§ **Exercise aim**
The response should be a faithful copy of every record, with nothing left out.

Records contained in a dataset
━━━━━━━━━━━━━━━━━━━━

PR #19221, opened 2025-06-08
[ros] migrate noetic to snapshots and disable the one-off rebuild images

mikaelarguedas:
Follow-up of https://github.com/docker-library/official-images/pull/19211

This PR:
- Disable all images that were enabled in #19211 for the one-off rebuild
- Update ROS Noetic to target snapshots repository as Noetic went EOL along its base image ubuntu:focal
- Update the foxy and galactic ROS1/ROS2 bridge to use the final version of ROS Noetic

---

Once merged ans rebuilt, A PR will be submitted to disable the builds for all ROS EOL Distributions (Noetic, Foxy and Galactic)

PR #19233, opened 2025-06-10
[ros] Retire Focal based images

mikaelarguedas:
Now that the images have been rebuilt with the updated GPG key, all Ubuntu Focal based ROS images can be retired

Follow-up of https://github.com/docker-library/official-images/pull/19221#issuecomment-2957046040


mikaelarguedas:
ROS Rolling build failure independant of this PR and adressed in https://github.com/docker-library/official-images/pull/19234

━━━━━━━━━━━━━━━━━━━━

§ **Response to this exercise**
PR #19221, opened 2025-06-08
[ros] migrate noetic to snapshots and disable the one-off rebuild images

mikaelarguedas:
Follow-up of https://github.com/docker-library/official-images/pull/19211

This PR:
- Disable all images that were enabled in #19211 for the one-off rebuild
- Update ROS Noetic to target snapshots repository as Noetic went EOL along its base image ubuntu:focal
- Update the foxy and galactic ROS1/ROS2 bridge to use the final version of ROS Noetic

---

Once merged ans rebuilt, A PR will be submitted to disable the builds for all ROS EOL Distributions (Noetic, Foxy and Galactic)

PR #19233, opened 2025-06-10
[ros] Retire Focal based images

mikaelarguedas:
Now that the images have been rebuilt with the updated GPG key, all Ubuntu Focal based ROS images can be retired

Follow-up of https://github.com/docker-library/official-images/pull/19221#issuecomment-2957046040


mikaelarguedas:
ROS Rolling build failure independant of this PR and adressed in https://github.com/docker-library/official-images/pull/19234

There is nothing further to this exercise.